Hadoop Streaming
By default, the MapReduce framework is written in the Java programming language. While it primarily supports programs written in Java, Hadoop also provides an API that allows writing MapReduce programs in languages other than Java.
Hadoop Streaming is a utility included with the Hadoop distribution that enables users to write MapReduce programs in various programming and scripting languages. Supported languages include Python, PHP, Ruby, Perl, and Bash, among others.
Working: -
- The Streaming utility will create a MapReduce job, submit it to the appropriate cluster, and monitor the progress until the job is completed.
- When a script is specified for the mappers, each mapper task launches the script as a separate process during its initialization. Each mapper task converts its input into lines and feeds the converted lines to the standard input (stdin) of the process.
- The mapper gathers the line-oriented outputs from the standard output (STDOUT) of the process and transforms each line into a key/value pair. This key/value pair serves as the output of the mapper. By default, the prefix of each line, up to the first tab character, is considered the key, while the remainder of the line is treated as the value.
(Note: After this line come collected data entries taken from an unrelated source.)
PR #4597, opened 2026-06-17
[pg_parliament crawler] 

### LINKED ISSUE #671: Papua New Guinea National Parliament
### Data URL

https://www.parliament.gov.pg

### Publisher

_No response_

pg

### Type of data

### Coverage region

region:Asia/Pacific

### Can you tell us more?

_No response_

- [x] I understand.

brrttwrks:
Closes https://github.com/opensanctions/crawler-planning/issues/671

### DIFF
--- a/datasets/pg/parliament/crawler.py
+++ b/datasets/pg/parliament/crawler.py
@@ -151,22 +151,6 @@ def crawl_member(
 
 
 def crawl(context: Context) -> None:
-    doc = context.fetch_html(context.data_url, cache_days=1)
-
-    bio_links: list[tuple[str, str, bool]] = []
-    for a_el in h.xpath_elements(doc, ".//a[contains(@href,'parliament/bio/view/')]"):
-        href_val = a_el.get("href", "")
-        if "cat_url_title" in href_val:
-            continue  # skip template placeholder
-        if href_val.startswith("https"):
-            url = href_val
-        else:
-            url = context.dataset.url + "index.php" + href_val
-
-        slug = url.rstrip("/").split("/")[-1]
-        is_governor = slug.startswith("governor-")
-        bio_links.append((url, slug, is_governor))
-
     mp_position = h.make_position(
         context,
         name="Member of the National Parliament of Papua New Guinea",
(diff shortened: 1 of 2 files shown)


datasets/pg/parliament/crawler.py
```diff
@@ -0,0 +1,246 @@
...
+from typing import Any
+
+from lxml.etree import _Element as Element
+
+from zavod import Context
+from zavod import helpers as h
+from zavod.entity import Entity
+from zavod.stateful.positions import PositionCategorisation, categorise
+
+BASE_URL = "https://www.parliament.gov.pg"
```
pudo: is this also `dataset.url`? Can we avoid duplicates?

datasets/pg/parliament/crawler.py
```diff
@@ -0,0 +1,246 @@
...
+
+# The term segment embedded in every member bio URL.
+# A new parliament changes this to "twelfth-parliament" etc.; raise so the
+# crawler is updated rather than silently producing stale data.
+PARLIAMENT_TERM = "eleventh-parliament"
```
pudo: The problem is that hard-coding this makes it not a working crawler for our purposes if it fails to pick up new sessions/terms. That should be a really high priority to determine automatically.

datasets/pg/parliament/crawler.py
```diff
@@ -0,0 +1,246 @@
...
+
+# Q21294916 — "Member of the National Parliament of Papua New Guinea"
+MP_POSITION_QID = "Q21294916"
```
pudo: inline

datasets/pg/parliament/crawler.py
```diff
@@ -0,0 +1,246 @@
...
+            if value:
+                fields[key] = value
+    return fields
+
+
+def clean_name(raw: str) -> str:
+    name = re.sub(r",.*$", "", raw)
+    for title in ["Hon.", "Hon.Sir", "Rt.", "Sir.", "Sir", "Dr.", "Hon.Mai"]:
+        name = name.replace(title, "", 1)
+    return name.strip()
```
pudo: Do we need this? As in: are we sure we want to be cleaning the names like this?

datasets/pg/parliament/pg_parliament.yml
```diff
@@ -0,0 +1,55 @@
...
+entry_point: crawler.py
+coverage:
+  frequency: weekly
+  start: 2026-06-17
+load_statements: true
+ci_test: false
+
+summary: >-
+  Current members of the National Parliament of Papua New Guinea, comprising
+  89 Open electorate members and 22 Provincial Governors.
```
pudo: Can we bring it down to 50-80 chars so it fits in one line and doesn't overlap with the title.

pudo (changes requested):
Some notes :)

datasets/pg/parliament/crawler.py
brrttwrks: I thought it would be simple cleaning, but it makes sense to use reviews I think, as this will grow with new sessions.

datasets/pg/parliament/crawler.py
brrttwrks: We get the bio links of the current term period from the page menu. These links update per term if I understand how the site works, so when it does change, these links should also update and the crawler will automatically get the new term period members. I was unable to find on their site any listing of term periods and their start/end dates.

pudo (approved):
Looks good, I like the names rules!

- If a line does not contain a tab character, the entire line is treated as the key, and the value is set to null. The key-value pairs can be customized according to specific requirements. These mapper output key-value pairs are then passed to the reducer tasks.
- Each reducer task will launch the script as a separate process, after which the reducer is initialized. While the reducer task is running, it converts input key/value pairs into lines and sends those lines to the standard input (STDIN) of the process.
- Each reducer task processes its input key/value pairs into lines and converts them into tab-separated key-value pairs. The output of the Reducer represents the final output of the MapReduce job.
Important Commands -
Parameters | Required/Optional | Description |
---|---|---|
-input directory/file-name | Required | Input location for mapper. |
-output directory-name | Required | Output location for reducer. |
-mapper executable or script or JavaClassName | Required | Mapper executable. |
-reducer executable or script or JavaClassName | Required | Reducer executable. |
-file file-name | Optional | Makes the mapper, reducer or combiner executable available locally on the compute nodes. |
-inputformat JavaClassName | Optional | If specified, it should return key, value pairs of Text class. If not specified TextInputFormat is used as the default. |
-outputformat JavaClassName | Optional | If specified, it should take key, value pairs of Text class. If not specified TextOutputformat is used as the default. |
-partitioner JavaClassName | Optional | Class that specifies the reduce a key that is sent to. |
-combiner streaming Command or JavaClassName | Optional | Combiner executable for map output. |
-inputreader | Optional | Specifies a record reader class instead of an input format class. |
-verbose | Optional | Verbose output. |
-lazyOutput | Optional | Creates output lazily. |
-numReduceTasks | Optional | Specifies the number of reducers. |
-mapdebug | Optional | Script to call when map task fails. |
-reducedebug | Optional | Script to call when reduction makes the task failure |
-cmdenv name=value | Optional | Passes the environment variable to streaming commands. |
Example Using Python -
The following example describes the word count program in Python, including the mapper phase and reducer phase code -
Mapper Phase code: -
!/usr/bin/env python
import sys
#--- get all lines from stdin ---
for line in sys.stdin:
#--- remove leading and trailing whitespace---
line = line.strip()
#--- split the line into words ---
words = line.split()
#--- output tuples [word, 1] in tab-delimited format---
for word in words:
print '%s\t%s' % (word, "1")
Make sure the above program executing with the permission:
chmod +x /Hadoop_path/mapper.py
Reducer Phase code: -
#!/usr/bin/env python
import sys
# maps words to their counts
word2count = {}
# input comes from STDIN
for line in sys.stdin:
# remove leading and trailing whitespace
line = line.strip()
# parse the input we got from mapper.py
word, count = line.split('\t', 1)
# convert count (currently a string) to int
try:
count = int(count)
except ValueError:
continue
try:
word2count[word] = word2count[word]+count
except:
word2count[word] = count
# write the tuples to stdout
# Note: they are unsorted
for word in word2count.keys():
print '%s\t%s'% ( word, word2count[word] )
Make sure the above program executing with the permission:
chmod +x /Hadoop_path/reducer.py
Execution of WordCount Program: -
$hadoop_home_path/hadoop jar hadoop_streaming_path
/hadoop_streaming.jar \
-input input_dir \
-output output_dir \
-mapper <path/mapper.py> \
-reducer <path/reducer.py>
Where "\" is used for line continuation for clear readability.